**ABOUT THIS EXERCISE**
Scan the records below. Copy every line in which the word "AbstractLsBase" appears.

━━━ DATA RECORDS

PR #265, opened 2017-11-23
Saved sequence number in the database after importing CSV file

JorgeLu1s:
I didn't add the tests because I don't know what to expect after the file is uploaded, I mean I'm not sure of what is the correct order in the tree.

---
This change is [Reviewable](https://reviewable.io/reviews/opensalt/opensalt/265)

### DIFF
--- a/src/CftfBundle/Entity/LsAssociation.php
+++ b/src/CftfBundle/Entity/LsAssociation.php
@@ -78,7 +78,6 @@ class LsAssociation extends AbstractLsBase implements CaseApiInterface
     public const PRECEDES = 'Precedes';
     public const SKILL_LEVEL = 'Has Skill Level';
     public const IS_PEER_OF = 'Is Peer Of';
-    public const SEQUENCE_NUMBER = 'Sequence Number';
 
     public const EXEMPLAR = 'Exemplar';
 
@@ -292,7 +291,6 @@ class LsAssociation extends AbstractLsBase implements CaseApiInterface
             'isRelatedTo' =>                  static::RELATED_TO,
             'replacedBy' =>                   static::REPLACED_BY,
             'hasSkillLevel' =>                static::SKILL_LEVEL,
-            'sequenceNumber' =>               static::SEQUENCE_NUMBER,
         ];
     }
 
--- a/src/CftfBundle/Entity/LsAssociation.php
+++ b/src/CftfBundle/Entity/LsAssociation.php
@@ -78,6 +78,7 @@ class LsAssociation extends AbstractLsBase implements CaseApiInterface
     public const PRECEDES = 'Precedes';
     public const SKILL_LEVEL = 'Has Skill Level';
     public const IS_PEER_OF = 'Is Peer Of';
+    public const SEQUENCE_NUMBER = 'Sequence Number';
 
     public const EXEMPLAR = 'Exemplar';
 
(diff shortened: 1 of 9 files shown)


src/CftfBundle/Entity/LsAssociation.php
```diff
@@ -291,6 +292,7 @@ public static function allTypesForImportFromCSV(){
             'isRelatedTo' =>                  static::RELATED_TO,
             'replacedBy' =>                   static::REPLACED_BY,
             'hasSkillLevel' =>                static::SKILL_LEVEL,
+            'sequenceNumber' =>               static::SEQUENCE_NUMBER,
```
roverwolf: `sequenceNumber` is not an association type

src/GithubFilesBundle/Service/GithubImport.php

━━━━━━

**EXERCISE ANSWER**
@@ -78,7 +78,6 @@ class LsAssociation extends AbstractLsBase implements CaseApiInterface
@@ -292,7 +291,6 @@ class LsAssociation extends AbstractLsBase implements CaseApiInterface
@@ -78,6 +78,7 @@ class LsAssociation extends AbstractLsBase implements CaseApiInterface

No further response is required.